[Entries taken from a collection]
* * * * * * *

PR #51, opened 2025-01-23
Detailing SELinux,cgroups pros nad cons vs Hypervisor.

igor-stoppa:
As discussed, I've added some extra text.
It looked very weird to have it at the beginning, though, when it came to add it.
So I preferred to just queue it to the original text being debated.

### DIFF
--- a/docs/Interference_Scenarios_for_an_ARM64_Linux_System.md
+++ b/docs/Interference_Scenarios_for_an_ARM64_Linux_System.md
@@ -472,8 +472,8 @@ This is perfectly fine from the perspective of containing user-space, however, s
 frequency execution of a large amount of code which can cause either direct or indirect interference.
 And such interference is not always detectable, depending on which component it might affect.
 
-These means are usualy enabled in a mixed criticality scenario, when attempting to contain interference.
-The choice of enabling them, despite the associated risk, might be driven by overall considerations about choosingthe lesser evil.
+These features are usually enabled in a mixed criticality scenario, when attempting to contain interference.
+The choice of enabling them, despite the associated risk, might be driven by overall considerations about choosing the lesser evil.
 Of course one could attemtp to qualify them, but then it is necessary to consider the fact that in reality it is necessary to qualify them together with the user-space-provided policies they will enact.
 Without being configured by user-space, neither SELinux nor cgroups are of any particular use.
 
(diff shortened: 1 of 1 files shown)


docs/Interference_Scenarios_for_an_ARM64_Linux_System.md
```diff
@@ -472,6 +472,16 @@ This is perfectly fine from the perspective of containing user-space, however, s
 frequency execution of a large amount of code which can cause either direct or indirect interference.
 And such interference is not always detectable, depending on which component it might affect.
 
+These means are usualy enabled in a mixed criticality scenario, when attempting to contain interference.
+The choice of enabling them, despite the associated risk, might be driven by overall considerations about choosingthe lesser evil.
```
reiterative, line 476:
```suggestion
These features are usually enabled in a mixed criticality scenario, when attempting to contain interference.
The choice of enabling them, despite the associated risk, might be driven by overall considerations about choosing the lesser evil.
```

docs/Interference_Scenarios_for_an_ARM64_Linux_System.md
```diff
@@ -472,6 +472,16 @@ This is perfectly fine from the perspective of containing user-space, however, s
...
+Of course one could attemtp to qualify them, but then it is necessary to consider the fact that in reality it is necessary to qualify them together with the user-space-provided policies they will enact.
+Without being configured by user-space, neither SELinux nor cgroups are of any particular use.
+
+An alternative - possibly more costly - path could be to instead isolate more safety relevant loads from non safety relevant ones, introducing a second virtual machine, with an hypervisor underneath.
```
reiterative, line 480:
```suggestion
An alternative - possibly more costly - path could be to instead isolate more safety-relevant loads from non-safety-relevant ones, introducing a second virtual machine, with a hypervisor underneath.
```

docs/Interference_Scenarios_for_an_ARM64_Linux_System.md
```diff
@@ -472,6 +472,16 @@ This is perfectly fine from the perspective of containing user-space, however, s
...
+The caveat is that now the hypervisor can be a source of interference. And it is also necessary to have HW capable to support an EL2.
+It can be an interesting alternative, though, if using a Type1 hypervisor (like Xen), because it is relatively simpler than trying to qualify the Linux code.
```
reiterative, line 482:
```suggestion
It can be an interesting alternative, though, if using a Type1 hypervisor (like Xen), because it is relatively simple in comparison to qualifying the Linux code.
```

reiterative:
I've added some suggestions, but please resubmit this using a branch in the OSEP repository itself, as the Actions pipeline currently breaks when the originating branch is in a fork.

PR #59, opened 2026-07-01
Draft: Recommended approaches and rationale

reiterative:
Write up recommended approaches and rationale based on workshop presentation and previous discussions


docs/approaches.md
```diff
@@ -0,0 +1,115 @@
+# What approaches do we recommend?
+
+Our starting position in this working group is that Linux is **not viable as a
+safety-critical operating system in its own right**, for the simple reason that
+it has not been designed, implemented or verified with this purpose in mind.
+
+This means that _Enabling Linux in Safety Applications_ involves understanding
+the risks that using Linux entails, and then designing system architectures that
+can manage or mitigate those risks, with or without the involvement of Linux
+itself.
```
reiterative: This requires understanding the system in question from engineering first principles, in order to identify the risks and document how the system is intended to address these.

docs/approaches.md
```diff
@@ -0,0 +1,115 @@
...
+  code[^4]) and the very broad scope of its supported functionality, hardware
+  and configurations.
+- This means that such an approach would inevitably need to focus on a
+  tightly-constrained subset of supported functionalities and hardware, to
+  reduce the scope of the work required.
+- This would typically also require the removal of all extraneous or undesired
+  source code and configurations (and modification of the associated build files
+  and tests), to avoid having to analyse these and their associated risks, and
+  having to justify their inclusion in the software subset.
+- Any deficiencies identified by analysis of the chosen Linux version and subset
```
reiterative, line 64: The need to fix any deficiencies that you find is a disincentive if this results in more work for you to do.

reiterative (commented):
Comments collected in discussions in the OSEP weekly meeting

docs/approaches.md
```diff
@@ -0,0 +1,115 @@
+# What approaches do we recommend?
```
paolonig, line 1: Lighthouse WG feedback: 
1) The title should specify the intent of the approach (i.e. approach to do what?)
2) Who is "we"

Gab feedback: From my personal standpoint it is possible to fork linux and safety certify it as a SEooC (e.g. see RHIVOS certificates). So at least myself is not part of 'we' in this PR

docs/approaches.md
```diff
@@ -0,0 +1,115 @@
...
+
+Our starting position in this working group is that Linux is **not viable as a
```
paolonig: Lighthouse WG feedback: it is better to replace "Linux" with "Vanilla Linux" (i.e. we do not know if some integrators or OEMs have proven in use or SW systematic capability evidences that would be sufficient to do what you recommend not to do)

docs/approaches.md
```diff
@@ -0,0 +1,115 @@
...
+However, the criteria for applying this type of argument have very strict
+requirements relating to failure rates from use of the element in comparable
+products for the same purpose, based on incident report data collected over long
+periods of time[^1].
+
+Even if there were such data available for Linux, we could not make an argument
+based on this unless we used the same version of the software, in the same kind
+of system for the same purpose.
+
+## Why not fork Linux and safety certify it?
```
paolonig, line 42: Lighthouse WG Feedback: It should be specified that this  remark is valid for the current state of Vanilla Linux, given the technical debt that comes with it. However ELISA is working towards reducing such a debt  (e.g. in the Lighthouse WG as well as in the Safety Arch WG as well as in the Tool WG); one of ELISA's goal is to make this easier in the future (so that we do not need to consider architectural decomposition solutions only).

docs/approaches.md
```diff
@@ -0,0 +1,115 @@
...
+  Linux analysed, for the specific use case(s) considered and for whatever
+  constrained set of functions and target hardware was selected.
+- As a consequence, any fixes, enhancements or new features added in the
+  upstream Linux could not be automatically applied to the customised codebase,
+  instead requiring detailed impact analysis to understand their potential risks
+  and relevance.
+- Maintaining such a codebase would be an ongoing commitment for the lifetime of
+  any products making use of the special Linux
+
+## Why not show that Linux is safe by testing it thoroughly?
```
paolonig, line 77: Lighthouse WG feedback: The point here should be that increased testing is not sufficient if it is not traced to corresponding safety claims, safety requirements and safety scope of the code being tested and supported by a solid verification strategy.
This is quite a complex problem that cannot be summarised by a statement like <<All such measures have a dependency on specified requirements for the software, the system(s) within which it is intended to operate, and the safety-related functions that the system(s) must provide.>>.

So it is a good start but it should be structured better (maybe with some examples about what testing-only can lead to)

docs/approaches.md
reiterative: I've updated the title and text to clarify what is meant by 'we'.

docs/approaches.md
reiterative: I've added a section about this.

docs/approaches.md
reiterative: Agreed. I've added some of your text, and plan to extend this section to provide more detail.

docs/approaches.md
reiterative: I have updated the framing to try to make this clearer.

docs/approaches.md
reiterative: Text updated to reflect this.

docs/approaches.md
reiterative: Text updated to include this.

PR #1519, opened 2026-07-06
Fix absolute mouse position on multi-monitor targets + touch input

### LINKED ISSUE #1446: Absolute Mouse Position in Multi-Screen Setup
Hi!

I'd like to elaborate on two scenarios. My main use case for JetKVM is remote control of a lighting console (from the entertainment industry). I'm using an MA3 lighting console which has two integrated touchscreens and a DisplayPort connection for an external touchscreen. Using appropriate adapters, I've connected JetKVM to this port for the external touchscreen and USB for the mouse and keyboard. The lighting console runs on a custom Linux system, without any further configuration options.

JetKVM is set to "absolute mouse position," but unfortunately, it behaves less like a touchscreen (mouse position 1:1 on the HDMI image) and more like a mouse for the entire multi-screen setup. Therefore, the mouse mapping is only applied to the upper right quarter of the screen.

I've also tried "relative mouse position," but that doesn't work either (though I think "absolute mouse position" should be the correct setting).

Here is a screen-cast showing the isse: https://github.com/user-attachments/assets/cca9eb42-8825-4bbc-9965-15b2af2fad38

I've also already spoken with the lighting console manufacturer. He doesn't see any fault on his end. Touchscreens are fully supported and work correctly with touch mapping. The question is whether I've done something wrong, or overlooked a setting that should solve my problem?

I'm aware that JetKVM registers as a "mouse" rather than a touchscreen, but is there any solution I could consider? Does this even fall under the category of "feature request"?

My second test setup involves a Windows laptop. Here, I connected JetKVM to the laptop's HDMI port and extended the screen instead of mirroring it. I didn't record a video in this setup. However, the mouse behaves as if the screen were mirrored, meaning the mouse cursor is only on the laptop's internal screen, not on the extended "display" (JetKVM via HDMI). According to Windows, the supposedly external screen is to the right of the internal screen, yet I can't get the mouse cursor to move to the external screen at all.

The latter setup is not as important to me as the aforementioned lighting control setup, because with Windows I could always use other remote solutions like Anydesk or similar, which is not possible with lighting control.

Any help is highly appreciated! Thank you,

Martin

imcynic:
## Summary

Two related absolute-mouse positioning fixes:

**1. Multi-monitor coordinate mapping (fixes #1446).** The USB HID absolute pointer (0..32767) is interpreted by the target OS across the bounding box of the *entire* multi-monitor desktop, while JetKVM captures a single screen — so on multi-monitor targets, clicks land far away from where you click on the video (measured 1700–3000 px off on a 3-monitor Linux target). This adds an optional device-side remap of absolute coordinates onto the captured screen's rectangle within the full desktop:

- `AbsMouseMappingConfig` in the device config (disabled by default, nil-safe, validated: positivity, rect-fits-in-desktop with overflow-safe arithmetic, sane upper bound)
- Applied at the single `rpcAbsMouseReport` choke point, covering both the HID-RPC datachannel path and the legacy JSON-RPC path; invalid/absent config falls back to identity (stock behavior)
- `getAbsMouseMapping` / `setAbsMouseMapping` JSON-RPC methods + authenticated `GET/POST /mouse-mapping` HTTP endpoints (the latter lets host-side automation keep the mapping in sync when the target's display layout changes, without a WebRTC session)
- New "Multi-Monitor Mapping" section under Settings → Mouse
- Set failures roll back in-memory state; updates are serialized; persistence errors return 500, validation errors 400

**2. Touch-input handling in absolute mode (iPad/tablets).** Relative mode needs pointer lock, which doesn't exist on iPadOS — absolute is the only usable mode there, and it had a position offset plus no drag support:

- Use `clientX/clientY` against `getBoundingClientRect()` instead of `e.offsetX/offsetY` — offsetX/Y is unreliable for touch-synthesized events on iPadOS/WebKit and caused a large offset for touch clients
- Absolute mode now listens to `pointermove` (relative mode keeps `mousemove` for pointer lock), and the video element gets `touch-action: none`, so touch drags move the remote mouse instead of scrolling the page
- Non-primary touches are ignored; `pointercancel` releases buttons; `setPointerCapture` on pointerdown so a release outside the video element isn't lost (touch already captures implicitly; this covers mouse/pen)
- Fixed a `fullscreenchange` listener that was added without cleanup

## Test plan

- [x] Unit tests (`mouse_mapping_test.go`) for validation, the remap math, and clamping — table-driven, incl. identity/disabled/invalid fallback, boundary (0 / 32767), screen==desktop, overflow and bound cases; run on a physical JetKVM (linux/arm)
- [x] Closed-loop hardware verification on a 3-monitor Linux (KDE/Wayland) target: browser input → JetKVM USB HID → measured host cursor position. 9-point grid across the video: **0 px max error** with mapping enabled (was 1700–3000 px off before); mapping disabled reproduces existing behavior exactly
- [x] Touch verification with trusted touch events: tap coordinates byte-exact at the target's evdev layer; drags deliver continuous moves with the button held, clean press/release
- [x] `ui` lint + `tsc` clean; frontend + release builds green
- [ ] `make test_e2e` not run (requires a resettable test device)

Notes: new UI strings are currently in `en.json` only — happy to run the machine-translate pass or adjust wording per your conventions. Also happy to drop the HTTP endpoints if you'd prefer the RPC surface only.


imcynic:
> [CLA assistant check](https://cla-assistant.io/jetkvm/kvm?pullRequest=1519) Thank you for your submission! We really appreciate it. Like many open source projects, we ask that you sign our [Contributor License Agreement](https://cla-assistant.io/jetkvm/kvm?pullRequest=1519) before we can accept your contribution.
> 
> **Bryan** seems not to be a GitHub user. You need a GitHub account to be able to sign the CLA. If you have already a GitHub account, please [add the email address used for this commit to your account](https://help.github.com/articles/why-are-my-commits-linked-to-the-wrong-user/#commits-are-not-linked-to-any-user).
> You have signed the CLA already but the status is still pending? Let us [recheck](https://cla-assistant.io/check/jetkvm/kvm?pullRequest=1519) it.

Not signing a CLA, you're welcome to reference and rewrite

Issue #520, opened 2025-05-24
JetKVM Account Is Restricted To Google Mail Address


Xen0byte:
Are there any plans to allow people to sign up to the cloud dashboard with their non-Google email addresses? To be perfectly honest, if this limitation had been clear from the start, I would have waited until the product gained more maturity. I would be very surprised if I'm the only one who finds this to be a very poor choice, which essentially forces me to have to set up my own VPN just to use the product that I supported in good faith.

Rahzadan:
I think you have to have your non-google e-mail address tied to your google account.

My personal google account doesn't even have a GMAIL address.

Xen0byte:
Thanks @Rahzadan, while this is good to know, the fact that a Google account is required is an absolute deal-breaker. I wish this information was available from the start, but I'll host my own instance for now. It's just really disappointing to see the direction that a Berlin-based company advocating for openness has taken with this.

hhauschild:
I would love to see other social-login options, like "login with github". Google is a bit of a pain sometimes

enykeev:
Google is a massive pain when you want to have a separate account for KVM to share with another person and you already verified two accounts with your phone this year.

adamshiervani:
Thanks for raising this — and to everyone who's added to the thread. You're right that the cloud dashboard currently only supports Google login, and I understand this is frustrating, especially for those who don't want to tie a Google account to their KVM setup or need to share access with others.

Supporting additional login providers (e.g. GitHub, email/password, or other OIDC options) is on our roadmap for the cloud platform. I can't give a firm timeline right now, but the demand is clear and it's not a trivial-but-forgotten request.

enykeev:
It's definitely not trivial. I went through the code base trying to figure out what it would take and was unpleasantly surprised how deeply the dependency on Google OAuth runs. It's not impossible to untangle, but I don't see it happening until someone on the team makes it a priority.

Myself, I just switched to NanoKVM Pro which managed to avoid the issue entirely. GL.iNet Comet Pro seems to also be a decent option.

Issue #99, opened 2025-01-27
[Feature Request] Microsoft login and multi user access


TJP507:
My company uses Microsoft and DUO to authenticate everything. We would like to see the ability to integrate with Microsoft SSO.

With this, we would like to have an "admin" account in the cloud who can share/control access with other users. We would like to have multiple users able to access hundreds of JetKVM devices from their respective Microsoft SSO accounts.

nhalstead:
Even adding a local authentication for OIDC would be beneficial.
Since OIDC has all of the state, the JetKVM doesn't need to store a user database, just store it in a session.

This specific ask, OIDC for Microsoft SSO in an organization structure would be appropriate to open in the [cloud-api](https://github.com/jetkvm/cloud-api) repo.

sunjam:
Found this while looking for overall custom oidc support.  No doubt lots of people have their different SSO services, be them Github or Nextcloud, etc.

Nevexo:
This will happen eventually, just takes a fair amount of work as OIDC is in the cloud API and KVM itself.

ODickins:
If there were a way to vote for features, please add mine to this. The ability to share access over JetKVM Cloud - perhaps even for a limited time, to a third party - would be marvelous.

PR #1533, opened 2026-07-18
Support provider-agnostic cloud OIDC tokens

eekdood:
This updates the device-side cloud registration/session logic to accept provider-agnostic OIDC fields from the cloud API while preserving compatibility with the existing Google-specific fields.

This pairs with the cloud-api change that makes the OIDC provider configurable.  https://github.com/jetkvm/cloud-api/pull/64

## Changes

- Accept provider-agnostic cloud registration fields:
  - `oidcToken`
  - `oidcClientId`
  - `oidcIssuer`
- Preserve legacy fallback fields:
  - `oidcGoogle`
  - `clientId`
- Store provider-aware OIDC identity data:
  - `oidc_issuer`
  - `oidc_identity`
- Keep populating `google_identity` for backward compatibility.
- Verify cloud session OIDC tokens against the stored issuer.
- Fall back to Google issuer/identity behavior for legacy configurations.
- Update WebRTC session auth to accept `OidcToken` while preserving `OidcGoogle`.
- Update the adoption UI to consume and forward the new provider-agnostic fields.

## Compatibility

Existing Google-based cloud registrations continue to work through the legacy fields and fallback issuer. This PR intentionally avoids renaming existing Google-specific config fields beyond adding the new provider-agnostic fields, so the behavioral change stays focused and low-risk.

## Testing

- `gofmt`
- `git diff --check`
- `npm run build:device`
- Fork GitHub Actions passed:
  - lint
  - build/test
- Added tests for:
  - provider-agnostic field precedence
  - legacy Google field fallback
  - issuer/client/subject identity format
  - missing OIDC identity claims
  - fake cloud adoption using a local OIDC issuer/JWKS and signed ID token

### DIFF
--- a/cloud.go
+++ b/cloud.go
@@ -23,10 +23,34 @@ import (
 )
 
 type CloudRegisterRequest struct {
-	Token      string `json:"token"`
-	CloudAPI   string `json:"cloudApi"`
-	OidcGoogle string `json:"oidcGoogle"`
-	ClientId   string `json:"clientId"`
+	Token        string `json:"token"`
+	CloudAPI     string `json:"cloudApi"`
+	OIDCToken    string `json:"oidcToken"`
+	OIDCClientID string `json:"oidcClientId"`
+	OIDCIssuer   string `json:"oidcIssuer"`
+	OidcGoogle   string `json:"oidcGoogle"`
+	ClientId     string `json:"clientId"`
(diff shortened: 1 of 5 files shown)


eekdood:
This should address some of the concerns raised in #99 and #520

* * * * * * *

Please output only the lines from the first line of the entries through the line with "-472,8 +472,8 @@", both included, exactly as written.

→ **Worked solution**:
PR #51, opened 2025-01-23
Detailing SELinux,cgroups pros nad cons vs Hypervisor.

igor-stoppa:
As discussed, I've added some extra text.
It looked very weird to have it at the beginning, though, when it came to add it.
So I preferred to just queue it to the original text being debated.

### DIFF
--- a/docs/Interference_Scenarios_for_an_ARM64_Linux_System.md
+++ b/docs/Interference_Scenarios_for_an_ARM64_Linux_System.md
@@ -472,8 +472,8 @@ This is perfectly fine from the perspective of containing user-space, however, s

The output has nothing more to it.